** Assignment **
Write out again, please, the records below from the first line to the line holding "PR #2134, opened 2015-05-21", inclusive, and nothing else.

[Dataset records]
== Segment start ==

Issue #1859, opened 2015-04-18
Plot.Grid pixelPoints in wrong spot


jtlan:
![screen shot 2015-04-17 at 4 47 32 pm](https://cloud.githubusercontent.com/assets/1440449/7212780/7e5976f6-e521-11e4-92e3-81b4293e3fdf.png)
http://jsfiddle.net/pgn8ms8u/

**Actual**: `pixelPoints` are at top-center of each cell.
**Expected**: `pixelPoints` are in center of each cell.

Note that this also happens with non-`Category` `Scale`s:
![screen shot 2015-04-17 at 5 03 35 pm](https://cloud.githubusercontent.com/assets/1440449/7212890/bd96ae9a-e523-11e4-9d68-c8d532bc0632.png)
http://jsfiddle.net/y5pkauk7/

... but in this case we should probably put the `pixelPoints` on whatevever the `y` values are.

aicioara:
http://jsfiddle.net/pgn8ms8u/6/ Rectangle plot is fixed

aicioara:
Same for the second example
http://jsfiddle.net/pgn8ms8u/7/

aicioara:
@crmorford can you confirm?

PR #2134, opened 2015-05-21
[Plot] - _getPixelPoint transferred from Drawers

bluong:
The logic that used to be on the Drawers now exist on the plot.

One notable upgrade is that `Plots.Grid` now have the pixel point aimed at the center of the cell instead of the top middle


jtlan:
Be sure to close #1859 when this makes it to **develop**.

jtlan:
Shouldn't the default implementation for `_getPixelPoint()` on `XYPlot`return
```Typescript
{ x: attrToProjector["x"](datum, index, dataset), y: attrToProjector["y"](datum, index, dataset) }
```
?

That would save some implementation on `Line` and `Scatter`.

jtlan:
We should probably pick a name for this method that doesn't include "get", but the rename is slightly out of scope here.

PR #2135, opened 2015-05-21
[Drawers.Area] - No longer draws the line with the area

bluong:
In consequence, `Plots.Area` holds a bunch of `Drawers.Line` that will draw in the `_additionalPaint()` step


src/components/plots/areaPlot.ts
```diff
@@ -50,6 +57,26 @@ export module Plots {
       }
     }
 
+    public addDataset(dataset: Dataset) {
+      // HACKHACK Drawers should take in a dataset instead of the key
+      var lineDrawer = new Drawers.Line("foo");
```
jtlan: `"foo"`?

jtlan:
I'm a little confused here. Why does this change require re-defining `getAllSelections()` and `getAllPlotData()` on `Plots.Area`?

bluong:
Note that `getAllSelections()` and `getAllPlotData()` are dependent on retrieving the element data from the `Drawer`s, however `Drawers.Area` no longer has information about drawing the line.

src/components/plots/areaPlot.ts
bluong: Note the HACKHACK

jtlan: ... but why is the key "foo" ?

bluong: I guess I could put in "".  I'll do that instead

jtlan:
@bluong wrote:
>Note that `getAllSelections()` and `getAllPlotData()` are dependent on retrieving the element data from the `Drawer`s, however `Drawers.Area` no longer has information about drawing the line.

What's in the `PlotData`'s `Selection` field? Both the `.line` and `.area` `<path>`s?

src/components/plots/areaPlot.ts
```diff
@@ -89,6 +116,37 @@ export module Plots {
...
+        var plotDatasetKey = this._key2PlotDatasetKey.get(datasetKey);
+        if (plotDatasetKey == null) { return; }
+        var drawer = plotDatasetKey.drawer;
+        var dataset = plotDatasetKey.dataset;
+        plotDatasetKey.dataset.data().forEach((datum: any, index: number) => {
+          var pixelPoint = this._pixelPoint(datum, index, dataset);
+          if (pixelPoint.x !== pixelPoint.x || pixelPoint.y !== pixelPoint.y) {
+            return;
+          }
+          allElements.splice(index * 2 + 1, 0, drawer._getSelection(index).node());
```
jtlan: Why is it spliced to this location? If the `.line` `<path>`s are supposed to be at the end (to parallel `getAllSelections`), they should just be `push`ed right?

jtlan:
Some confusion around what is returned as the `PlotData` `Selection`.

jtlan:
I'll [+1] this since I think it's a good step, but we should look into the `<path>`-`Drawer` approach later.

PR #2136, opened 2015-05-21
Extent computation takes Scale into account

### LINKED ISSUE #2014: Extent Computation needs to take scale type into account

aicioara:
Closes #2014 
Instead checking the type of the data, we are using scale to determine how an extent is being calculated.

QE notes:
Ideally nothing should be changed regarding our tests.
Try stringy numbers and numbery strings in the datasets. They should behave properly now


src/components/plots/plot.ts
```diff
@@ -265,28 +265,25 @@ module Plottable {
...
+      if (scale) {
+        return scale.getExtentFromDomain(mappedData);
       } else {
-        var extent = d3.extent(mappedData);
-        if (extent[0] == null || extent[1] == null) {
-          return [];
-        } else {
-          return extent;
-        }
+        return [];
```
jtlan: A minor perf improvement would be to move the scale check to the start of the method.

src/components/plots/plot.ts
```diff
@@ -265,28 +265,25 @@ module Plottable {
...
         data = data.filter((d, i) => filter(d, i, dataset));
       }
       var appliedAccessor = (d: any, i: number) => accessor(d, i, dataset);
       var mappedData = data.map(appliedAccessor);
-      if (mappedData.length === 0) {
-        return [];
-      } else if (typeof(mappedData[0]) === "string") {
-        return Utils.Methods.uniq(mappedData);
+
+      if (scale) {
```
jtlan: I think our current style is to use `!= null` for existence checks, although I'm aware of inconsistencies in the codebase.

src/scales/scale.ts
```diff
@@ -32,6 +32,10 @@ module Plottable {
       this._extentsProviders = new Utils.Set<Scales.ExtentsProvider<D>>();
     }
 
+    public getExtentFromDomain(data: D[]): D[] {
```
jtlan: We should probably:
* use a name without "get" in it
* Use "domain" in a way that's consistent with its use on `Scale`

In particular, since the argument is named `data` I would expect the method to be named something like `extentFromData()`.

jtlan:
[-1] I think we should rename the extent-computing method.

crmorford:
For some reason the animate_scatter overlaying test isn't working on this branch. It's not obvious to me why not.

crmorford:
in the interaction_BarHover quicktest change line 3 to   
```
return [{name: 1, y: 3}, {name: "Sam", y: 2}, {name: "Gollum", y: 4}];
```
and the hovering doesn't work anymore, after you hover over the leftmost bar. Not sure if this is expected or not.

aicioara:
Yup, it's a bug. Will fix

aicioara:
Opened this as well https://github.com/palantir/plottable/issues/2140

PR #2139, opened 2015-05-21
[Plots.Scatter] - animation starts at an empty path

bluong:
During the rework of Drawers and `_generateAttrToProjector()`, `Plots.Scatter` should be aligned with the idea that the projectors passed to the `Drawer`s are in fact the items that will be on the DOM node(s).

...And in doing so, I forgot to change the logic in the reset animation

QE: Animations were broken before for `Plots.Scatter`.  They should work now.


crmorford:
on my overlaying, this only works on the top layer.  i'm used to that happening with hitbox stuff, but not recently.

PR #2141, opened 2015-05-21
[Plots] - dont use renderImmediately()

bluong:
In the property's first authorings, they were using `renderImmediately` for not really a good reason.  Going with the more efficient `render()`

QE: Mainly a regression pass.  This should introduce performance boost in rendering in comparison to develop, but then against develop is currently in a less performant state against master


aicioara:
why is `render()` more efficient than `renderImmediately` ?

bluong:
`render()` is more efficient since it places this component into a queue in which it gets rendered with a bunch of other components in a batched manner.  Internally we should be using `render()` and not `renderImmediately()`.  This was initially written as an error on my end as I think I got confused between ambiguous function names.

`renderImmediately()` is supported for 2 reasons.  1 is that if the user wanted to synchronously render, instead of relying on a queue to render, then they can.  2 is that our `RenderController` needs some sort of endpoint on the `Component` to actually render in a synchronous manner when it is that `Component`'s turn to render.

Issue #1913, opened 2015-04-25
Refactor Drawers


jtlan:
`Drawer`s were originally created to compartmentalize part of the `Plot`'s logic in a reusable way. However, shifting information between `Plot`s and their `Drawer`s turned out to be troublesome and involved a whole bunch of "package-protected" methods.

We either need to come up with a good public-facing API for `Drawer`s, or re-integrate them back into the `Plot`s.

Close #1917 or edit (depending on the case) when done

crmorford:
What things did drawers used to do for the plots? so that I can make sure all of that still works.

bluong:
Done!

PR #2143, opened 2015-05-22
[Plots.Pie] - All attribute calculations are done at the plot

bluong:
In accordance to #1913, the calculations for the attributes should not be done at the `Drawer` level but at the plot level.  I'm starting with `Plots.Pie` here

### DIFF
--- a/src/components/plots/piePlot.ts
+++ b/src/components/plots/piePlot.ts
@@ -49,7 +49,7 @@ export module Plots {
       }
       this._startAngles.set(dataset, []);
       this._endAngles.set(dataset, []);
-      this._updatePieLayout();
+      this._updatePieAngles();
       super.addDataset(dataset);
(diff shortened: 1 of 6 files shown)


src/components/plots/piePlot.ts
```diff
@@ -11,6 +11,8 @@ export module Plots {
     private static _INNER_RADIUS_KEY = "inner-radius";
     private static _OUTER_RADIUS_KEY = "outer-radius";
     private static _SECTOR_VALUE_KEY = "sector-value";
+    private _startAngles: Utils.Map<Dataset, number[]>;
+    private _endAngles: Utils.Map<Dataset, number[]>;
```
jtlan: If only one `Dataset` is supported, couldn't these just be arrays instead of a `Map`?

PR #2144, opened 2015-05-22
[Drawers.Area] - No longer draws the line with the area v2

bluong:
Different implementation from #2135 where instead the `line` is not included in `getAllSelections()` and `getAllPlotData()`.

== Segment end ==

** Solution for this task **
Issue #1859, opened 2015-04-18
Plot.Grid pixelPoints in wrong spot


jtlan:
![screen shot 2015-04-17 at 4 47 32 pm](https://cloud.githubusercontent.com/assets/1440449/7212780/7e5976f6-e521-11e4-92e3-81b4293e3fdf.png)
http://jsfiddle.net/pgn8ms8u/

**Actual**: `pixelPoints` are at top-center of each cell.
**Expected**: `pixelPoints` are in center of each cell.

Note that this also happens with non-`Category` `Scale`s:
![screen shot 2015-04-17 at 5 03 35 pm](https://cloud.githubusercontent.com/assets/1440449/7212890/bd96ae9a-e523-11e4-9d68-c8d532bc0632.png)
http://jsfiddle.net/y5pkauk7/

... but in this case we should probably put the `pixelPoints` on whatevever the `y` values are.

aicioara:
http://jsfiddle.net/pgn8ms8u/6/ Rectangle plot is fixed

aicioara:
Same for the second example
http://jsfiddle.net/pgn8ms8u/7/

aicioara:
@crmorford can you confirm?

PR #2134, opened 2015-05-21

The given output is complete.